* Your instructions
Read the data, and whenever a line holds the word "SSHKEYS", report that line.

*** Opening of Task material ***

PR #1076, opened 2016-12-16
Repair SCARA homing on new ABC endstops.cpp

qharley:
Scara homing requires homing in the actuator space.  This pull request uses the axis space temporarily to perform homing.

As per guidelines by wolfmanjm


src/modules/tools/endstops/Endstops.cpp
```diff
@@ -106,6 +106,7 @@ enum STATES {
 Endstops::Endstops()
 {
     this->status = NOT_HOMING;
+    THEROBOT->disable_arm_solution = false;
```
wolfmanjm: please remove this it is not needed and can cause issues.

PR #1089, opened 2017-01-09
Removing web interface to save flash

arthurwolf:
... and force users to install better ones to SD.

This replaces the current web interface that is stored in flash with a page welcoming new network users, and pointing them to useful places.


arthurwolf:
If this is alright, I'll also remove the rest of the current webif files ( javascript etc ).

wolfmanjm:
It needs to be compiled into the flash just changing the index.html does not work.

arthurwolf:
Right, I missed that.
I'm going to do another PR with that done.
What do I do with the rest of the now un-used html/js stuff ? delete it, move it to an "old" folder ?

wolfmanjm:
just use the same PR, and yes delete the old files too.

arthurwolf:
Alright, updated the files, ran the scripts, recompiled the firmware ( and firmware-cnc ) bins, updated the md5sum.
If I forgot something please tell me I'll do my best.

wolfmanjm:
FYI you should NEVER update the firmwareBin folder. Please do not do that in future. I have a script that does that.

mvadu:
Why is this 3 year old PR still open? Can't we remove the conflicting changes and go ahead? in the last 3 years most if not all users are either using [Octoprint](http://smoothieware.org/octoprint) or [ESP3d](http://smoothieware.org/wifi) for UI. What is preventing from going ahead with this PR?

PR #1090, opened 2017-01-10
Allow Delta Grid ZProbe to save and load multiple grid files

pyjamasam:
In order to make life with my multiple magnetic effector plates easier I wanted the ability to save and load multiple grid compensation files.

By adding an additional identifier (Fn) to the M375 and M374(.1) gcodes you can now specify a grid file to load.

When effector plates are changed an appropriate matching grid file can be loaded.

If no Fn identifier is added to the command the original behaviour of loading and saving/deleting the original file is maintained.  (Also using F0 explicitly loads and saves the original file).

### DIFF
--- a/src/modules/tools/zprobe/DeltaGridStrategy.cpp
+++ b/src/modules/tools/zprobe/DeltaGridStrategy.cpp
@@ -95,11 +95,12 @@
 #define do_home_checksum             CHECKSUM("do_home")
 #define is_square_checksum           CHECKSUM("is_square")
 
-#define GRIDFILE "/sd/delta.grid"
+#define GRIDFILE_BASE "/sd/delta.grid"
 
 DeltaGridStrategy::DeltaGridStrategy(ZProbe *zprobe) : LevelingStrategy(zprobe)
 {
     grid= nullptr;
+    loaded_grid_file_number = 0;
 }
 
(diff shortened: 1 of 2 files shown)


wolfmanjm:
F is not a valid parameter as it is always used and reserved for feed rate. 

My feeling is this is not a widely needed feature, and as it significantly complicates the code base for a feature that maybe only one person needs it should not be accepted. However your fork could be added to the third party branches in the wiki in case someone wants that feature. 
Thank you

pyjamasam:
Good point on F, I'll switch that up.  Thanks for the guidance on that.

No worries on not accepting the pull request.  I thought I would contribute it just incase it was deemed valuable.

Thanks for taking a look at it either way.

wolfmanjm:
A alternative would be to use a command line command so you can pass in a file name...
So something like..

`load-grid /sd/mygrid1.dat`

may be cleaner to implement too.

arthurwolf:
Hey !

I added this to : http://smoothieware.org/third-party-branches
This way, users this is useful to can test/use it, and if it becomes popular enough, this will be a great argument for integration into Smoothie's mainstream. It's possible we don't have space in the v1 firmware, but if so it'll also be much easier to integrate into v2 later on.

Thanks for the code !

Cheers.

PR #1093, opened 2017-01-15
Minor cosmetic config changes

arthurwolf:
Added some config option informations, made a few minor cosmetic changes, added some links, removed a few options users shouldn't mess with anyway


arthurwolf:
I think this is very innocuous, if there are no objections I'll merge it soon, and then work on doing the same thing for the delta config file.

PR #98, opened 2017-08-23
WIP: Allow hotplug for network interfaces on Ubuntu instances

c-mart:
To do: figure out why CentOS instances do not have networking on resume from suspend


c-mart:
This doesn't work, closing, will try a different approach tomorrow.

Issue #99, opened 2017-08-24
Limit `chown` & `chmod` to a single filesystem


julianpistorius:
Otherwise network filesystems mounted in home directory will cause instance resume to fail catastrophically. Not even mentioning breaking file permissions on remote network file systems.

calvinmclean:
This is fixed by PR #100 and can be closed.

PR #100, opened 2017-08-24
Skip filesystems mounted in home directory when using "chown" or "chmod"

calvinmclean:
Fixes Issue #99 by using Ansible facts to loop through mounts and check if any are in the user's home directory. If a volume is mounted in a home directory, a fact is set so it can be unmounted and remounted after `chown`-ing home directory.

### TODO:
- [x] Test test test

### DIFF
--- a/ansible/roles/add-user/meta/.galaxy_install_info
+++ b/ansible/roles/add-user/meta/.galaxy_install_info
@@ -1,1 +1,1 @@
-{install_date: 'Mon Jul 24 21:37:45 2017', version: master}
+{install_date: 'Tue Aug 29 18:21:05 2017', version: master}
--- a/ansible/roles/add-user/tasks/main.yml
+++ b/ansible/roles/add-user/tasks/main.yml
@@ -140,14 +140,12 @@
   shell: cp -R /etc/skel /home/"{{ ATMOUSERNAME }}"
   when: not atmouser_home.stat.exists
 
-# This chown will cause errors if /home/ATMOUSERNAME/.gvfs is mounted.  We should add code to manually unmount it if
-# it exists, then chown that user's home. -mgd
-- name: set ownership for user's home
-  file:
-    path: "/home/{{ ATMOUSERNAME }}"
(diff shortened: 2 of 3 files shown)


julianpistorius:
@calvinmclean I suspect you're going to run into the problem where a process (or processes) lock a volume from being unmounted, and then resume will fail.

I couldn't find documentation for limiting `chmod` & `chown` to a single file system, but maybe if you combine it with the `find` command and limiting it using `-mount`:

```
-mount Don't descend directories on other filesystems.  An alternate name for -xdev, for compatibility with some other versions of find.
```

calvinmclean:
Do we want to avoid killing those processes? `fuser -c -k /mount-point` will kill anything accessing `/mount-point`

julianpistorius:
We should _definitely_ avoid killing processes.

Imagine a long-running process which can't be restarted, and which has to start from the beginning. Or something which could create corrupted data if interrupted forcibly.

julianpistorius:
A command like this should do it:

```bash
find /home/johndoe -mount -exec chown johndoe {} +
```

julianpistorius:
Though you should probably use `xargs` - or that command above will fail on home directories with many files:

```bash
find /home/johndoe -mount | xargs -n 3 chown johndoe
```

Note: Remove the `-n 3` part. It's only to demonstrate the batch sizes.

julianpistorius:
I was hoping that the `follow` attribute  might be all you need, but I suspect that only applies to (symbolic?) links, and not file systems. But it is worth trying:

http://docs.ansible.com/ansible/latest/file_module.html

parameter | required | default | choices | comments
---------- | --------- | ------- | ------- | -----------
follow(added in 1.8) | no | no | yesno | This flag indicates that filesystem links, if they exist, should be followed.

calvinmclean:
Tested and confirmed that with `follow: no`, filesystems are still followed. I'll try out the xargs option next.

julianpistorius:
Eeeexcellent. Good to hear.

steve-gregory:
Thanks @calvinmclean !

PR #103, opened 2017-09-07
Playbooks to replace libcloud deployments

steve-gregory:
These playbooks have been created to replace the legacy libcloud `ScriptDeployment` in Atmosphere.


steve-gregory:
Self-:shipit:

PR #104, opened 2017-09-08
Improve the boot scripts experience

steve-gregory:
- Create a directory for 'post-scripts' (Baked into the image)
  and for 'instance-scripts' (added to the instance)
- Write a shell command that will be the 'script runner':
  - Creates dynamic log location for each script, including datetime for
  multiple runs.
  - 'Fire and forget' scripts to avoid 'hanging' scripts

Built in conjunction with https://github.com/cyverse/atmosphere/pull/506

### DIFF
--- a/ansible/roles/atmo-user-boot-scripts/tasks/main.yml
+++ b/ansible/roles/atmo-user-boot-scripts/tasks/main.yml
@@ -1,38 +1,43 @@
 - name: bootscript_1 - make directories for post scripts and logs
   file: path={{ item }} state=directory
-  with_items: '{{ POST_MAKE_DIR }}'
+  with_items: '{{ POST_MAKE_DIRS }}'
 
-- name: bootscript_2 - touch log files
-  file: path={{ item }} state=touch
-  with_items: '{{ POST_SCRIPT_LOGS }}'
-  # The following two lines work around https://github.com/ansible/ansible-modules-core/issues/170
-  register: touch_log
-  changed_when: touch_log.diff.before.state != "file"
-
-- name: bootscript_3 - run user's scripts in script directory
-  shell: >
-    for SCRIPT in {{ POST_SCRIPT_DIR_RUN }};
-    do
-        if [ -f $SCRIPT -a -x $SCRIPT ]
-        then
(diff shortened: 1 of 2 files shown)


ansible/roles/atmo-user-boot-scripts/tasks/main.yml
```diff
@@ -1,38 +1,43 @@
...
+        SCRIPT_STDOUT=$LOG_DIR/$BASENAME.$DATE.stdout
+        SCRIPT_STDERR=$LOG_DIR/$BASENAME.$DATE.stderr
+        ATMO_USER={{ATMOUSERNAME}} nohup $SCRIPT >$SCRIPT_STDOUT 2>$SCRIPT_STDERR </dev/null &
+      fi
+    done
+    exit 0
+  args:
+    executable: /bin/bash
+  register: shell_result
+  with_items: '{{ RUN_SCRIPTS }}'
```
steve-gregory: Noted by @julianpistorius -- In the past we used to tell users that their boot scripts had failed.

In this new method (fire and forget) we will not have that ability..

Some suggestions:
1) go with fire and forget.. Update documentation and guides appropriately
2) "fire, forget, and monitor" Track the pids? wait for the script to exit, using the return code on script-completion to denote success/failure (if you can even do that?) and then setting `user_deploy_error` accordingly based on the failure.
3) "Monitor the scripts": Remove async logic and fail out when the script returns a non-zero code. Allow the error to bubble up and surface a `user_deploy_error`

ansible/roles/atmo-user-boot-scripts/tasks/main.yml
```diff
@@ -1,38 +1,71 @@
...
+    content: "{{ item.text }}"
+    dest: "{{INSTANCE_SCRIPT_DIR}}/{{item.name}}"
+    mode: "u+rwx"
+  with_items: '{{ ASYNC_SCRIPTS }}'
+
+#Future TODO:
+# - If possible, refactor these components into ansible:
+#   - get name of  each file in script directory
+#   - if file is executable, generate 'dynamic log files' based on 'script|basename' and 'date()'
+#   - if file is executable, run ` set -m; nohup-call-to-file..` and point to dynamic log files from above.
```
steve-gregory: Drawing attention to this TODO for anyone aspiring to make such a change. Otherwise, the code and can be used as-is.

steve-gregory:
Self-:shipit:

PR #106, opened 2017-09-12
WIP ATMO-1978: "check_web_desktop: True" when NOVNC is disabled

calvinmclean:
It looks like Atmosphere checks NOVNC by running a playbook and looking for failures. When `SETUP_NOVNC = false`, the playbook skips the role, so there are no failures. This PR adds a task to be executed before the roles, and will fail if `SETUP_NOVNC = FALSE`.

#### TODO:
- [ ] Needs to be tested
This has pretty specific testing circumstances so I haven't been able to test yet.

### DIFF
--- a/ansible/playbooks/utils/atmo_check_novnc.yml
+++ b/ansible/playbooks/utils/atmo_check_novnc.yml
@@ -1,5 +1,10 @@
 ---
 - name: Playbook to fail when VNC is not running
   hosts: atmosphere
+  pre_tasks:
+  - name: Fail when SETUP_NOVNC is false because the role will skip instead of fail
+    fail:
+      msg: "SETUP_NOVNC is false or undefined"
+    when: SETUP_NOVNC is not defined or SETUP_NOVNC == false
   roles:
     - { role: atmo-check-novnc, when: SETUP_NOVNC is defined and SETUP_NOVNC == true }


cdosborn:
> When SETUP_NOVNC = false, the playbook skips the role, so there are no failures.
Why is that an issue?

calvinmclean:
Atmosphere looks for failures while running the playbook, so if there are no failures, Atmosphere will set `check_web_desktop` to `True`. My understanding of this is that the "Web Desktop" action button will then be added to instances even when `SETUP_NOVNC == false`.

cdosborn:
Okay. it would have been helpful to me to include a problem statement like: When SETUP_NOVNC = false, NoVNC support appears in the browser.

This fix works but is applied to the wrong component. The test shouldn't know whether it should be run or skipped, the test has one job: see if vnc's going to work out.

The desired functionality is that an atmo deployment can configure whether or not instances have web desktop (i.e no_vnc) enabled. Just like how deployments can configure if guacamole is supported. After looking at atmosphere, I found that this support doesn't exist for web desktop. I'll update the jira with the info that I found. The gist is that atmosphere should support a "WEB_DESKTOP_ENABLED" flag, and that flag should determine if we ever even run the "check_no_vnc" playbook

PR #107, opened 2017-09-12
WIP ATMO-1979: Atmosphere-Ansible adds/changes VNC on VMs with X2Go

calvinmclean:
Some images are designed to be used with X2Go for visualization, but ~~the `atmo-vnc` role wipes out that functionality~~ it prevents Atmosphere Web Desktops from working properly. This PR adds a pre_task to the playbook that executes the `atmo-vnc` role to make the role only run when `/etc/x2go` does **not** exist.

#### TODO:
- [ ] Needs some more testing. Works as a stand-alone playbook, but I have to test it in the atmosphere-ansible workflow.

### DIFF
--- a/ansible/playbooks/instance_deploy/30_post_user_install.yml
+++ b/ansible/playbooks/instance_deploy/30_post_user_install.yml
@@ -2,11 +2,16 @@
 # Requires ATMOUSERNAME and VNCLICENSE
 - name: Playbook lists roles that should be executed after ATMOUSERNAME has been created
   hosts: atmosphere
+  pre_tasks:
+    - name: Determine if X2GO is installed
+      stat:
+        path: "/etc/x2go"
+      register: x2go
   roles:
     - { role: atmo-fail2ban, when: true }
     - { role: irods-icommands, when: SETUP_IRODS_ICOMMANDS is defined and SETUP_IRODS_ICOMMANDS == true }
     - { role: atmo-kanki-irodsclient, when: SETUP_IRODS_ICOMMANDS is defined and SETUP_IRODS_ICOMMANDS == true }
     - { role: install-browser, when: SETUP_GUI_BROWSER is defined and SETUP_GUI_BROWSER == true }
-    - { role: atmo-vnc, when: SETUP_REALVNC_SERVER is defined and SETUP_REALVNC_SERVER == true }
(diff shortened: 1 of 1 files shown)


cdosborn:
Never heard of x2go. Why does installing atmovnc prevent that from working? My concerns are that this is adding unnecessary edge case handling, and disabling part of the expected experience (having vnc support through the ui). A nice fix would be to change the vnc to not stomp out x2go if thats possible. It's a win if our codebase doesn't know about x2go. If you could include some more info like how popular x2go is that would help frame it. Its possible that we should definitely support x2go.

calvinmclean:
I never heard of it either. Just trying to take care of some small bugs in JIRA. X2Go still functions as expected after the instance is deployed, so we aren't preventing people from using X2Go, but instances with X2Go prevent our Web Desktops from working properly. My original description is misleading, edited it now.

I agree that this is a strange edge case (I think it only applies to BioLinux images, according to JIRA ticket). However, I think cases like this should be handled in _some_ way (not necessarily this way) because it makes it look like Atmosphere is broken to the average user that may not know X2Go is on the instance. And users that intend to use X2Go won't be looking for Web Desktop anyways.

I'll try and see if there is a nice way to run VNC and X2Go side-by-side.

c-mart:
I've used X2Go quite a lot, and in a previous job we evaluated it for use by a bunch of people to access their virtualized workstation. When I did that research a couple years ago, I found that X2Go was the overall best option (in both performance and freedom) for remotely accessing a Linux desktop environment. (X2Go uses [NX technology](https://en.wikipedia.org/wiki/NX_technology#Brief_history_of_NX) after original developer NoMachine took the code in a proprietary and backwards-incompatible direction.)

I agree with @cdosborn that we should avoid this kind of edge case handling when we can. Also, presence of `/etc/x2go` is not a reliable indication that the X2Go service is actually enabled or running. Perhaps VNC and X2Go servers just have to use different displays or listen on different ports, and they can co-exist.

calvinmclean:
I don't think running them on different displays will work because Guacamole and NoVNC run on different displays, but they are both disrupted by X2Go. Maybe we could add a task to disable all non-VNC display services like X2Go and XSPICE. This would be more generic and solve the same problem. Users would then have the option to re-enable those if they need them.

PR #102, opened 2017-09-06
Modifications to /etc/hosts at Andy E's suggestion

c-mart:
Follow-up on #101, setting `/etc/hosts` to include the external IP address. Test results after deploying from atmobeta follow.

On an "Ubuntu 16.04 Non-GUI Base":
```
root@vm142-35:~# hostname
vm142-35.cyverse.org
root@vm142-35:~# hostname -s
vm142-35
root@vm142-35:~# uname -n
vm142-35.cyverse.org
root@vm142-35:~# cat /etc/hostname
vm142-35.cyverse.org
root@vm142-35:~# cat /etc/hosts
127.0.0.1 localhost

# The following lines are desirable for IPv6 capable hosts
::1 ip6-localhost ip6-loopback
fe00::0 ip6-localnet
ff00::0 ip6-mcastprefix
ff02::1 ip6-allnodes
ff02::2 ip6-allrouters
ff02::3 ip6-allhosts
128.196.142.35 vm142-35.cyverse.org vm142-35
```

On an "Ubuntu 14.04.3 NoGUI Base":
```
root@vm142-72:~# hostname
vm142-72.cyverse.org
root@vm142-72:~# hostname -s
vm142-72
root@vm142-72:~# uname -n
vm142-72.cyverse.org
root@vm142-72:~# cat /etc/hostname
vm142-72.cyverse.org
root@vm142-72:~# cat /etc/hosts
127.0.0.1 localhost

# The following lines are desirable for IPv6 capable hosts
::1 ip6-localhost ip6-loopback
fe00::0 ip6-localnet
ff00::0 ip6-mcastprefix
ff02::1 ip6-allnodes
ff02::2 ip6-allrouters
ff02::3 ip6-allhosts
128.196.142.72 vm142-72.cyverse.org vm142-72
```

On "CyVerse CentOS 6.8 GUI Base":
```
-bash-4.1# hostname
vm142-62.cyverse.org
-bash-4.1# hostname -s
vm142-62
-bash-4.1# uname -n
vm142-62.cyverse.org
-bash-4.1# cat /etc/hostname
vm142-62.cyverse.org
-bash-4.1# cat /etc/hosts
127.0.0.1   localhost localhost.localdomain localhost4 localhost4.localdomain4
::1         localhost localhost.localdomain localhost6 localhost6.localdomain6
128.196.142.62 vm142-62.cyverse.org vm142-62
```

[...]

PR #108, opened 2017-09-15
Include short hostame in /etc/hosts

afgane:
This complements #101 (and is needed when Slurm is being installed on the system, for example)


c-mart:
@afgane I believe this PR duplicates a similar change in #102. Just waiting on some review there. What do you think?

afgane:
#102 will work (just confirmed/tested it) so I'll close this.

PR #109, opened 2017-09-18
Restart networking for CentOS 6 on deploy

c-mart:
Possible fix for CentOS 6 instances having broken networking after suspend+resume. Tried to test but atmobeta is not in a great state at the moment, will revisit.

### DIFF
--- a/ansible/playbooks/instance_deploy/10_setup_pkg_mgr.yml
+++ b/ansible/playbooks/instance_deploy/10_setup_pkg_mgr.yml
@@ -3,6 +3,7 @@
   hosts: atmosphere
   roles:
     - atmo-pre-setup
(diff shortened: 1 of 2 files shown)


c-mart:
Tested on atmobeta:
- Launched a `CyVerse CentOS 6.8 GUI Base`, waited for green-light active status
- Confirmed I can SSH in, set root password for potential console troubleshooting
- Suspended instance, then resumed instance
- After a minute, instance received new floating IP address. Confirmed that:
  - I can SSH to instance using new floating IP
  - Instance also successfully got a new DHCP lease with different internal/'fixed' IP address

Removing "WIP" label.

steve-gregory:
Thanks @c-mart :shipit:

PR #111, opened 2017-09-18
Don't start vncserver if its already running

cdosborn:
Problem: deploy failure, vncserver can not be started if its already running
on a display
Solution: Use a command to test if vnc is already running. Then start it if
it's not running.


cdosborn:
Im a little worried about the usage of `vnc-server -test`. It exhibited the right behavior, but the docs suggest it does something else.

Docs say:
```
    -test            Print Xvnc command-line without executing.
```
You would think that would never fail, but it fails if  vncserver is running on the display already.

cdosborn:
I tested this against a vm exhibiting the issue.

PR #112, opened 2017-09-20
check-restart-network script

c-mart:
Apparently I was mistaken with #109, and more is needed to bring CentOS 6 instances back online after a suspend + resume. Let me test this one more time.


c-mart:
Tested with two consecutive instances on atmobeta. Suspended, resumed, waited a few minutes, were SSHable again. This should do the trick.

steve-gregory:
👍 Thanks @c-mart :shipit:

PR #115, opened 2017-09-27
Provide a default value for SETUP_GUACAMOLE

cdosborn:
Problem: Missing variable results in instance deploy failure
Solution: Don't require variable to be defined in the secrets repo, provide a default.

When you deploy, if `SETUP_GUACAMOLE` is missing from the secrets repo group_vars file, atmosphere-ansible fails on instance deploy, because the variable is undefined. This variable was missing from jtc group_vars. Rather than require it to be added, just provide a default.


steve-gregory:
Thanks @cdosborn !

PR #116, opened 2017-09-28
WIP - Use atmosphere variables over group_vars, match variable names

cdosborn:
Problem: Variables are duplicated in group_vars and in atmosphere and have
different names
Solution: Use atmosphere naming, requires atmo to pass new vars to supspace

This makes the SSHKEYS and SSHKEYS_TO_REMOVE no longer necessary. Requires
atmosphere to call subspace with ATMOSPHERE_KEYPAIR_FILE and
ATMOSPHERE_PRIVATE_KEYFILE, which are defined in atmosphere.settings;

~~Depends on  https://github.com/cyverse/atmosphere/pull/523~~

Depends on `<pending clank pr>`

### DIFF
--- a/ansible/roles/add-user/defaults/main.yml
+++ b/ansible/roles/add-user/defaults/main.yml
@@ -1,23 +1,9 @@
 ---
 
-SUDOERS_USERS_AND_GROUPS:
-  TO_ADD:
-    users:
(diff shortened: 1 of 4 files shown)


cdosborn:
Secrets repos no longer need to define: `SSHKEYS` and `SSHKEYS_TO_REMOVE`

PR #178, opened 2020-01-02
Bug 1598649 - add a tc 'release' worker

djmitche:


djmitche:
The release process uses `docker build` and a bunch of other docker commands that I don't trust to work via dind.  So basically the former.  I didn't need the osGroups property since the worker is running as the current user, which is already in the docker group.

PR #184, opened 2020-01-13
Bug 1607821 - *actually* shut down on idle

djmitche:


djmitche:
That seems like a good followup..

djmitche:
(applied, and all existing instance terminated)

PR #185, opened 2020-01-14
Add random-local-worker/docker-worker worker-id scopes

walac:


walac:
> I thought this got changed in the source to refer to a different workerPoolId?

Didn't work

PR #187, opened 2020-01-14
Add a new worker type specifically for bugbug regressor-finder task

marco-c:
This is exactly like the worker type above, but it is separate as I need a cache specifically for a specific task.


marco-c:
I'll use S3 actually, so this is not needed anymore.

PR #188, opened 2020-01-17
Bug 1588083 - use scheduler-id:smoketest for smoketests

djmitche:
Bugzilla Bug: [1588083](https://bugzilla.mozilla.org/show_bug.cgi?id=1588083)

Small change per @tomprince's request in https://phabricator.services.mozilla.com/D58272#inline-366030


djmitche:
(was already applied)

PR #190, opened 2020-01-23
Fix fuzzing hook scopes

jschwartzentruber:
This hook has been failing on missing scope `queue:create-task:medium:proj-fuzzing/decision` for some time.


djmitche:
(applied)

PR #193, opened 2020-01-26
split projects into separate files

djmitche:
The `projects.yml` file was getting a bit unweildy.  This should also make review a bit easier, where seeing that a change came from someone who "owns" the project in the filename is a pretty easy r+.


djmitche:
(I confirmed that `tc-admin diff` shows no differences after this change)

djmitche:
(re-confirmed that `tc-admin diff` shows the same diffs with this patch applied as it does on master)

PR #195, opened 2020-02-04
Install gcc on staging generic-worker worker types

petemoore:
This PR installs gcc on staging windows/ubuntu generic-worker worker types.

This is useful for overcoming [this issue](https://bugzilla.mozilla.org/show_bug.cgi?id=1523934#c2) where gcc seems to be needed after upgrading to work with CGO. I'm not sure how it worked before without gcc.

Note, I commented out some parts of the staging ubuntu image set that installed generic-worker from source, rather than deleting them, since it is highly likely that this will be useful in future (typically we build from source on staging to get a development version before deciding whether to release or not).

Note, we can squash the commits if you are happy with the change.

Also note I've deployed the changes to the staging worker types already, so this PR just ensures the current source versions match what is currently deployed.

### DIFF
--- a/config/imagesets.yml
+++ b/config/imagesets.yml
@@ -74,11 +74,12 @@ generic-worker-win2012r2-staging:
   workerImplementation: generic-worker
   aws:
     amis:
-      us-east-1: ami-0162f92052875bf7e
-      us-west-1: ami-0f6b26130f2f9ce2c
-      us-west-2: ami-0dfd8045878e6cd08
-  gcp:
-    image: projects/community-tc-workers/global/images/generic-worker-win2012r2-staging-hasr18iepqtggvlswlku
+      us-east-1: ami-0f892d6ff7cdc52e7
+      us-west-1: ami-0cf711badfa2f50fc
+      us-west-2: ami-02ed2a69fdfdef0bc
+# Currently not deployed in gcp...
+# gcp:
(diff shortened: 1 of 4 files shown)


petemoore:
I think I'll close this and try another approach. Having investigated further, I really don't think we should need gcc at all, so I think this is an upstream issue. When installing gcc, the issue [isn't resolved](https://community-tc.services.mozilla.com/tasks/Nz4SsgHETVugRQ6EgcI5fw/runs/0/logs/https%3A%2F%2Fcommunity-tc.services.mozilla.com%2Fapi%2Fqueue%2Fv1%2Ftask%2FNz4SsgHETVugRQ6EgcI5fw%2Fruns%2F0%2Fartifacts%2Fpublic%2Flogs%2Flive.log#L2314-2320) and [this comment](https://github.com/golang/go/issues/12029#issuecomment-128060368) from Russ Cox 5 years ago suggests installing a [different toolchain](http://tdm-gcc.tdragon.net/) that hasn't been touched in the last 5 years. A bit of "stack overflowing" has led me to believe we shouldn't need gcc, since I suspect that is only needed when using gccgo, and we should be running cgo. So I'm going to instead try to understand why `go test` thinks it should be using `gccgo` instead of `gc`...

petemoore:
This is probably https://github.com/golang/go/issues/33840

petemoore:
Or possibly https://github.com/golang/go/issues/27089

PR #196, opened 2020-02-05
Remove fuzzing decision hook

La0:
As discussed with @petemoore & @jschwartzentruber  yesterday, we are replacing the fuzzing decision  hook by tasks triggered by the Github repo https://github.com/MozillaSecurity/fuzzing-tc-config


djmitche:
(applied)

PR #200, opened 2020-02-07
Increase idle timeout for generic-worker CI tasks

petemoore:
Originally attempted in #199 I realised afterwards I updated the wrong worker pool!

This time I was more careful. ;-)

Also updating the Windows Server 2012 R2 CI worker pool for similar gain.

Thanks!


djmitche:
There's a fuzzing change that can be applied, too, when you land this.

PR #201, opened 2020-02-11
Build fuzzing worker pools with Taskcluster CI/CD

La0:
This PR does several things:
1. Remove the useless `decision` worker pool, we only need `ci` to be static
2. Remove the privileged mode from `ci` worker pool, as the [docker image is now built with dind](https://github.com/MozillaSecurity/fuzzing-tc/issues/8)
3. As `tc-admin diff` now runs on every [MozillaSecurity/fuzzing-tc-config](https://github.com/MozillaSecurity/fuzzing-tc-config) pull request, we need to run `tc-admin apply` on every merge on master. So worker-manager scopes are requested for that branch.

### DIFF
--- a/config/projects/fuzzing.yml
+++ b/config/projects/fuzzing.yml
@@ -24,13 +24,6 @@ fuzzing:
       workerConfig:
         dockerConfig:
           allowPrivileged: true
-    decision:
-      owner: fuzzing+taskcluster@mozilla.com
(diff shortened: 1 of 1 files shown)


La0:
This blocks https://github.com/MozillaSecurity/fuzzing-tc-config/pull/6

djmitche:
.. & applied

*** Close of Task material ***

* Written answer
This makes the SSHKEYS and SSHKEYS_TO_REMOVE no longer necessary. Requires
Secrets repos no longer need to define: `SSHKEYS` and `SSHKEYS_TO_REMOVE`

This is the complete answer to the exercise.